Considerations When Using Hedge Funds In Variable Products
By Gregory T. Pusch
Several large U.S. insurance carriers now offer policyholders the opportunity to purchase variable insurance products employing hedge funds as the underlying investment vehicle.
Wrapping a variable annuity or variable life insurance policy around a hedge fund creates an attractive product, especially given the current popularity of hedge funds. The result is a hybrid allowing gains on hedge fund investments to be tax deferred, often while also allowing a policyholder to borrow against the cash value of the policy and to make tax-free exchanges and transfers within the policy.

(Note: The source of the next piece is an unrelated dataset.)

PR #3628, opened 2026-08-25
feat(models): parallel-tool flags from provider docs; eval-format verdict

TimeToBuildBob:
Follow-on to #3566 (provider-level `default_tool_format="tool"`) and overlapping with #3627 (docs coverage refresh).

These products are sold to high net worth (or more often “super high net worth”) individuals, usually in an estate planning context. They also are sold as funding vehicles for deferred benefit plans for executives or donors, such as supplemental executive retirement plans (SERPS), bank-owned life insurance (BOLI) and corporate-owned life insurance (COLI).
Typically the policyholder receives institutional pricing at the insurance contract level, including very low sales loads or commissions (if any), and low annual fees, such as mortality and expenses (M&E) asset-based fees and cost of insurance (COI) charges. In many instances the overall pricing may be individually negotiated with the policyholder.
In one sense the legal structure is relatively straightforward–a VA or VL insurance policy that is funded through a separate account or subaccount of the insurance carrier. This is the same basic structure used for retail products employing registered investment companies (mutual funds) as the underlying investment vehicles.
However, detailed requirements under the Internal Revenue Code with respect to investor (policyholder) control, the treatment of loans against the policy as distributions, and diversification of the hedge fund investments must be satisfied when structuring and administering these policies.
In particular, while there is some debate among tax practitioners about the merits of a recent IRS private letter ruling on the subject, it seems clear, at least for now, that a hedge fund used in a variable insurance product may not be sold to other types of investors.
Consequently, a manager of an existing hedge fund wishing to participate in these products likely will need to form a “clone” fund to be used only for this purpose. In addition to incremental increased legal and other costs of creating a clone fund, the hedge fund manager also will need to consider disclosure and other issues relating to the use of the managers existing performance record in selling the product.
On the other hand, using a clone fund was probably already a better practice in any event, particularly for a Securities & Exchange Commission regulated investment advisor and is a relatively small burden if significant assets are involved.